Billy vented an exclamation. He was into the saddle atop the saddle bags; he sprang away.

“Take good care of that kid,” he called back. “He’s a good one.”

“You bet we will.”

“Am I on time?” wheezed Davy, vaguely, unable to see straight.

“Two minutes ahead of time, lad.”

Then they picked up Davy and carried him in, for he had fallen. He felt that he was entitled to fall. Besides, he could not have walked to save his life, now that he was done with the saddle bags.

XXIII

A BRUSH ON THE OVERLAND STAGE

Davy was so stiff and sore that for several days he moved around very little; but he learned that the news which he had brought in was being rushed westward at a tremendous rate. Billy Cody had ridden the last ten miles of his own run in thirty minutes; and by special rider from Julesburg the tidings “Lincoln’s elected!” had been taken into Denver only two days and twenty-one hours out of St. Joseph――665 miles.

When Davy was on his way back to Laramie he heard, at Horseshoe Station, that the news had been carried through to California in eight days――two days less than schedule! That was riding! And although he never again was on Pony Express, he felt that to the end of his life he would be proud of having ridden it once and of having performed well.

The people at Fort Laramie appreciated what Davy had done, and if he had not been a sensible boy the praise that he got would have turned his head. Captain Brown it was who summoned him over to the Brown quarters one evening and asked flatly:

“Dave, how would you like to go to West Point and be educated for a soldier?”

Dave gulped, in surprise, and blushed red. Such an education had been beyond his dreams.
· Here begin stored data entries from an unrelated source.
PR #36494, opened 2026-03-18
Fix: Avoid updating to request "Content-Type" in ServletServerHttpRequest

PaulNgo-BlueOC:
Fix https://github.com/spring-projects/spring-framework/issues/36426
Hope that my PR again approved and merged.
Please comment if anything need to be adapted


rstoyanchev:
I'm sorry but this is not the right approach and the issue is not open for contribution.

Issue #36374, opened 2026-02-23
Make it easier to create custom HttpExchangeAdapter


rstoyanchev:
It can be useful to be able to customize response handling in `RestClientAdapter` or `WebClientAdapter`, e.g. for custom response handling via `.exchange((request, response) -> {...})` instead of the `.retrieve()` workflow. Currently both adapters are final. Rather than making them open of extension, we can provide access to new request, and that would make it easy to use the built-in adapters as a delegate.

“You have the right stuff in you, boy,” continued the captain, eyeing him. “You’ve made a good start, but you can’t continue knocking around this way. The frontier won’t last forever. When the telegraph comes through, connecting the West with the East, the Pony Express will have to quit; and there’ll soon be a railroad, and then the stage coach business will have to quit. If we have war (and things look like it), I’ll be ordered out; so will the other officers and men here, and what will happen to you is a problem. See? If you want to go to West Point you ought to begin preparing, so as to be ready when you’re old enough to enter. It’s no easy matter to take the course at the Academy; but it’s the finest education in the world, even if you don’t stay in the army. I don’t want you to go there with the idea of being a fighting man. Army officers are the last persons of all to wish for fighting. The army has a great work to do outside of war. We’re supposed to civilize the country and keep it peaceful. At West Point your body is built up, and what you learn, you learn thoroughly. You come out fit to meet every kind of emergency. What do you say? If you say ‘yes,’ then I’ll make application for you to the President direct and ask him to appoint you ‘at large,’ as he has a right to do, just as if you were my own son.”

“Yes, sir,” stammered Davy, red. “I’d like to go.”

“Good!” exclaimed the captain, shaking with him. “I’ll make arrangements so that if I’m ordered out you’ll be in the right hands.”

Events seemed to occur fast. By Pony Express dispatches and the tissue newspapers it was learned that South Carolina had withdrawn from the Union and that the other Southern States were following suit. Abraham Lincoln in his inauguration address besought peace but stood firmly for a United States. His address was carried from Saint Joseph to Sacramento, 1966 miles, in seven days and seventeen hours――a new record. But when arrived the word that on April 12 the South Carolina troops had bombarded Fort Sumter, then everybody knew that the war had begun.

Another important thing, also, occurred. Before spring a stranger who created considerable talk came through by stage bound west. He was Mr. Edward Creighton――a pleasant gentleman with an Irish face; and was on his way to Salt Lake looking over the country with a view to putting in a telegraph line through to Salt Lake City. A California company was to build from California east to Salt Lake and it was rumored that the Government offered a payment of $40,000 a year to the company that reached Salt Lake the first. This meant, of course, a line clear across from the Missouri to the Pacific coast.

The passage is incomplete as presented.